───── Entries shown ─────

PR #412, opened 2023-10-13
Utilize pathlib in test_switch.py

berland:
(drive-by improvement)

### DIFF
--- a/tests/test_switch.py
+++ b/tests/test_switch.py
@@ -1,5 +1,3 @@
-import os
-
 import pytest
 
 from komodo import switch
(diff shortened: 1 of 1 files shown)


tests/test_switch.py
```diff
@@ -26,16 +25,16 @@ def test_write_activator_switches(tmpdir):
 else
     echo -e "{MIGRATION_WARNING}"
 fi
-"""
+""".strip()
+    )
 
-        assert actual.read() == expected
+    # assert actual.read() == expected
```
kwinkunks, line 31: Did you mean to leave this here?

berland: no, thanks!

kwinkunks (approved):
Other than the possibly extraneous comment, this looks great. So much cleaner than os.path, especially as tmpdir arrives as a Path. 👍

tests/test_switch.py
berland: fixed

─────

**What is required:** Every entry above needs to be duplicated exactly.

**Exercise response:**
PR #412, opened 2023-10-13
Utilize pathlib in test_switch.py

berland:
(drive-by improvement)

### DIFF
--- a/tests/test_switch.py
+++ b/tests/test_switch.py
@@ -1,5 +1,3 @@
-import os
-
 import pytest
 
 from komodo import switch
(diff shortened: 1 of 1 files shown)


tests/test_switch.py
```diff
@@ -26,16 +25,16 @@ def test_write_activator_switches(tmpdir):
 else
     echo -e "{MIGRATION_WARNING}"
 fi
-"""
+""".strip()
+    )
 
-        assert actual.read() == expected
+    # assert actual.read() == expected
```
kwinkunks, line 31: Did you mean to leave this here?

berland: no, thanks!

kwinkunks (approved):
Other than the possibly extraneous comment, this looks great. So much cleaner than os.path, especially as tmpdir arrives as a Path. 👍

tests/test_switch.py
berland: fixed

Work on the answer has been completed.